At the end of the second trip, Mary Shelley spent time in Paris and associated herself with the "Young Italy" movement, Italian exiles who were in favour of Italian independence and unification. One revolutionary in particular attracted her: Ferdinando Gatteschi. To assist him financially, Shelley decided to publish Rambles. However, Gatteschi became discontented with Shelley's assistance and tried to blackmail her. She was forced to obtain her personal letters from Gatteschi through the intervention of the French police.

Shelley differentiates her travel book from others by presenting her material from what she describes as "a political point of view". In so doing, she challenges the early nineteenth-century convention that it was improper for women to write about politics, following in the tradition of her mother, Mary Wollstonecraft, and Lady Morgan. Shelley's aim was to arouse sympathy in England for Italian revolutionaries, such as Gatteschi. She rails against the imperial rule of Austria and France over Italy and criticises the domination of the Catholic Church. She describes the Italians as having an untapped potential for greatness and a desire for freedom.

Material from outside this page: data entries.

PR #5, opened 2025-10-07
feat(stream)!: Replace FlowStreamResponse with GenkitStream

pavelgj:
This commit introduces a breaking change to the streaming API to simplify its usage.

The `.stream()` method on a `RemoteAction` now returns a `GenkitStream` object directly, instead of a `FlowStreamResponse` record.

`GenkitStream` is a `Stream` subclass, so it can be used directly in `await for` loops. It also provides a `finalResult` property to access the flow's final, non-streamed response, replacing the previous `response` future from the record.

This change makes the API more intuitive and reduces boilerplate when handling streaming flows.

BREAKING CHANGE: The `.stream()` method now returns a `GenkitStream` instead of a `FlowStreamResponse` record (`({Future<O?> response, Stream<S> stream})`).

Migration:
- Replace `final (:stream, :response) = myAction.stream(...)` with `final stream = myAction.stream(...)`.
- Access the final result via `stream.finalResult` instead of `await response`.

### DIFF
--- a/lib/src/client.dart
+++ b/lib/src/client.dart
@@ -17,7 +17,6 @@ import 'dart:convert';
 import 'package:http/http.dart' as http;
 
 import 'exception.dart';
-import 'flow_response.dart';
 
 const _flowStreamDelimiter = '\n\n';
 
@@ -288,7 +287,7 @@ class RemoteAction<O, S> {
   }
 
   /// Invokes the remote flow and streams its response.
-  FlowStreamResponse<O?, S> stream<I>({
+  GenkitStream<S, O> stream<I>({
     required I input,
     Map<String, String>? headers,
   }) {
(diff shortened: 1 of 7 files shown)


lib/src/client.dart
```diff
@@ -357,3 +352,9 @@ class RemoteAction<O, S> {
     }
   }
 }
+
+class GenkitStream<S, F> extends StreamView<S> {
+  F? finalResult;
```
yjbanov: I'd make this non-null, and throw when called if:

* The stream hasn't completed yet.
* The stream completed with an error.

If the stream has completed successfully, the API could guarantee the availability of a non-null `F`.

This field is publicly read-write. Is that intentional? I think you want to hide the setter.

Also nit: do you need the "final" in the name?

lib/src/client.dart
```diff
@@ -357,3 +352,9 @@ class RemoteAction<O, S> {
     }
   }
 }
+
+class GenkitStream<S, F> extends StreamView<S> {
```
yjbanov: For users who do not care about the `Stream` and just want the result, you could also have a convenience getter `Future<F> get onResult`, which drains the stream and returns the result, throwing like a normal future would.

lib/src/client.dart
pavelgj: Done.

lib/src/client.dart
pavelgj: Good idea. Done.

Though Shelley herself thought the work "poor", it found favour with reviewers who praised its independence of thought, wit, and feeling. Shelley's political commentary on Italy was specifically singled out for praise, particularly since it was written by a woman. For most of the nineteenth and twentieth centuries, Shelley was usually known only as the author of Frankenstein and the wife of Percy Bysshe Shelley. Rambles was not reprinted until the rise of feminist literary criticism in the 1970s provoked a wider interest in Shelley's entire corpus.